After three years in Houston, her career took off. Graves has sung with all of the Three Tenors — Domingo, Luciano Pavarotti and Jose Carreras — and at many of the world’s most famous opera houses, including the Vienna State Opera, La Scala in Milan, Italy, and London’s Royal Opera. She has also performed at venues from baseball games to state funerals to Sen. Edward Kennedy’s recent birthday celebration at the Kennedy Center, singing spirituals, patriotic songs and show tunes, along with opera.
“There’s music in our house nonstop. I enjoy other kinds of music, but my heart, soul and temperament are attracted to classical music,” Graves says. “I’m an honest singer — the stage is a magnifying glass, you can’t lie. I’m so moved by music, I still get tremendously nervous. I’m an emotional creature. … I wish my skin were tougher and my heart was not so open.”
Then there is Carmen, the Spanish cigarette girl in Bizet’s opera of the same name. She first performed the role with the Minnesota Opera in 1991, and has sung it dozens more times since. Her Metropolitan Opera debut in 1995 was as Carmen. Many critics and opera professionals believe her to be the quintessential Carmen. Graves herself is more measured when she talks about her connection to Carmen and her other signature role, Dalila in Saint-Saens’ “Samson et Dalila.”
“I’m not sure I was called to them as an artist, but they suit my voice and temperament,” Graves said. “Carmen is courageous, crafty and in charge of her own destiny. Dalila is as dedicated to her God as Samson, they’re equals. They are the girls who were sent to me, but I’m not like them.”
In 2000, Graves suffered a round of crises that marked a turning point in her career. She had an emotional breakdown; her marriage of 15 years collapsed; her vocal cords began bleeding; her voice dropped to a stage whisper.

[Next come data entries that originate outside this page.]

PR #147, opened 2015-12-14
Exclude option for CssUrlReplacer

klopfdreh:
Code review required - also if a back port is available. (to wicket-7.x)

https://issues.apache.org/jira/browse/WICKET-6051

### DIFF
--- a/wicket-core/src/main/java/org/apache/wicket/resource/CssUrlReplacer.java
+++ b/wicket-core/src/main/java/org/apache/wicket/resource/CssUrlReplacer.java
@@ -16,6 +16,8 @@
  */
 package org.apache.wicket.resource;
 
+import java.util.ArrayList;
+import java.util.List;
 import java.util.regex.Matcher;
 import java.util.regex.Pattern;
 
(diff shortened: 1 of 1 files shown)


martin-g:
The changes look good!
But isn't it better to use includes instead?
It is much easier to control what you want in then what you want out. For example when I add some third party library I'll have to investigate what CSS resources there are and exclude them.
It'd be much easier to list only the ones I'd like to process.

klopfdreh:
Okay - I will turn around that logic.

klopfdreh:
If I turn around that logic I will break the behavior, because you have to provide those settings and if users upgrading to the new wicket version and don't have set those css file names the functionality is broken.

klopfdreh:
The performance increased way better with the new regex. We should discuss changes in the jira ticket. I made a suggestion there.

klopfdreh:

Tests revealed a non-cancerous polyp on her vocal chords. Surgeons removed it in 2001, and Graves told no one because the opera world often writes off singers who have vocal surgery.
Her return to singing couldn’t have been more public — she performed “America the Beautiful” and the “Lord’s Prayer” for the memorial service at Washington’s National Cathedral following the Sept. 11, 2001, terrorist attacks. Her career got back on track.
“I don’t have a role that’s a cakewalk,” she says. “I’m judged by my last one, and I have to compete with myself at this point in my career. I’m doing something that I really love, and I’m fortunate to be able to make a living doing it. But there’s a great personal cost.”
After living for seven years in France, Graves returned to Washington without her French musician husband, but with their 4-year-old daughter, the object of great maternal doting. Most of her family is in the area, and at 45, she wants to feel more rooted somewhere.
“I have six enormous suitcases upstairs that I haven’t unpacked from my last engagement,” she says. “It’s increasingly difficult to have long periods away. My daughter functions better when there’s a sense of order and belonging.”
Somehow it seems that at this point in her life, the diva functions better that way as well.